*PROBLEM DETAILS*
From the entries below, pull out each line where "opentripplanner" appears.

*INPUT FOR THIS TASK*
PR #472, opened 2022-10-28
OTP2 Tile Overlay

miles-grant-ibigroup:
Adds a new overlay which allows rendering of tiles rendered by OTP2 (http://docs.opentripplanner.org/en/latest/sandbox/MapboxVectorTilesApi/)

Render is an array of elements, as the `base-map` can only show/hide layers that are unique components. 

I'm not sure what the best way to test this is -- we could attempt to store some mocked OTP2 tile overlay data, or perhaps unit test some of the individual components. Curious what others think.

Also adds a new `map-popup` package to centralize the code for every both types of popup (stop and rental vehicle). MapPopup is used in `StopOverlay`, `VehicleRentalOverlay`, and the new `Otp2TileOverlay`


packages/otp2-tile-overlay/package.json
```diff
@@ -0,0 +1,25 @@
...
+    "tsc": "tsc"
+  },
+  "peerDependencies": {
+    "react": "^16.14.0",
+    "react-map-gl": "^7.0.15"
+  },
+  "dependencies": {
+    "@opentripplanner/stops-overlay": "^5.0.3-alpha.1",
+    "@opentripplanner/vehicle-rental-overlay": "^2.1.0-alpha.1"
+  },
```
binh-dam-ibigroup, line 21: Hmm I am not sure I like the dependency to these overlays. Intuitively, it looks like it should be the other way around instead?

packages/otp2-tile-overlay/src/index.tsx
```diff
@@ -0,0 +1,178 @@
...
+        filter={network ? ["all", ["==", "network", network]] : ["all"]}
+        id={id}
+        key={id}
+        paint={LAYER_PAINT[type]}
+        source="otp2-tiles"
+        source-layer={type}
+        type="circle"
+      />
+      {clickedEntity && (
+        <Popup
```
binh-dam-ibigroup, line 105: I feel strongly about having this package not display popups at all. Actually, we had a related team discussion about removing popups from the `endpoint-overlay` package that goes in the same direction. 

The reason for that was to not pollute the component with handlers and contents that are implementer-specific, such as `setLocation` or the popups below.

We should instead publish an event such as `onEntityClick`, and demo handling these events in storybook using popups.

packages/otp2-tile-overlay/src/index.tsx
```diff
@@ -0,0 +1,178 @@
...
+  /**
+   * A method fired when the stop viewer is opened in the popup
+   */
+  setViewedStop: ({ stopId }: { stopId: string }) => void
+  type: string
+}): JSX.Element => {
+  const { current: map } = useMap()
+
+  // TODO: handle this complex type: it can be a stop, a station, and some extra fields too
+  const [clickedEntity, setClickedEntity] = useState<any>(null)
```
binh-dam-ibigroup, line 46: With the recommendation of not displaying popups, this state should be removed and the setter becomes the callback function for the published entity click event.

packages/otp2-tile-overlay/src/index.tsx
```diff
@@ -0,0 +1,178 @@
...
+            synthesizedEntity.formFactor === "SCOOTER",
+          // OTP1 compatibility -- will get overwritten if possible
+          networks: [synthesizedEntity.network],
+          ...synthesizedEntity,
+          // OTP1 compatibility
+          bikesAvailable: synthesizedEntity.vehiclesAvailable,
+          // OTP1 compatibility
+          x: synthesizedEntity.lon,
+          // OTP1 compatibility
+          y: synthesizedEntity.lat
```
binh-dam-ibigroup, line 87: Depending on how the overlay is intended to be used, this block might be better suited as a prop.

packages/otp2-tile-overlay/src/index.tsx
```diff
@@ -0,0 +1,178 @@
...
+      }
+    })
+  }, [id, map])
+
+  return (
+    <>
+      <Layer
+        filter={network ? ["all", ["==", "network", network]] : ["all"]}
+        id={id}
+        key={id}
```
binh-dam-ibigroup, line 98: Do we need a `key` prop?

binh-dam-ibigroup (commented):
I think we'll have to discuss how these overlays are meant to be used individually.

packages/otp2-tile-overlay/package.json
miles-grant-ibigroup: I've added a comment that the overlays should be deprecated once OTP1 support is removed, and the overlays merged into a new one that lives inside the OTP2 tile layer.

packages/otp2-tile-overlay/src/index.tsx
miles-grant-ibigroup: I've made the new props optional so that the layer can operate in a "minimal" mode where only the title is displayed.

packages/otp2-tile-overlay/src/index.tsx
miles-grant-ibigroup: Have added a comment to refactor the popups into a single coherent popup with no prop-rewriting

packages/otp2-tile-overlay/src/index.tsx
miles-grant-ibigroup: I've added a comment that it would be best to remove it

packages/otp2-tile-overlay/src/index.tsx
miles-grant-ibigroup: Yes. `base-map` removes the fragment

packages/otp2-tile-overlay/src/Otp2TileOverlay.story.tsx
```diff
@@ -0,0 +1,35 @@
...
+  title: "OTP2 Tile Layer"
+};
+
+export const OtpTileLayer = (): JSX.Element => {
+  const [endpoint, setEndpoint] = useState("");
+  return (
+    <>
+      {/* eslint-disable-next-line jsx-a11y/label-has-associated-control */}
+      <label>
+        OTP2 Server with stops layer enabled
```
binh-dam-ibigroup, line 15: Instead of/in addition to using a server, I recommend including a mock of a simple tile layer with a few entities, as we already do with the overlay packages to illustrate the inputs.

packages/vehicle-rental-overlay/src/StationPopup.tsx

*SOLUTION FOR THIS EXERCISE*
Adds a new overlay which allows rendering of tiles rendered by OTP2 (http://docs.opentripplanner.org/en/latest/sandbox/MapboxVectorTilesApi/)
+    "@opentripplanner/stops-overlay": "^5.0.3-alpha.1",
+    "@opentripplanner/vehicle-rental-overlay": "^2.1.0-alpha.1"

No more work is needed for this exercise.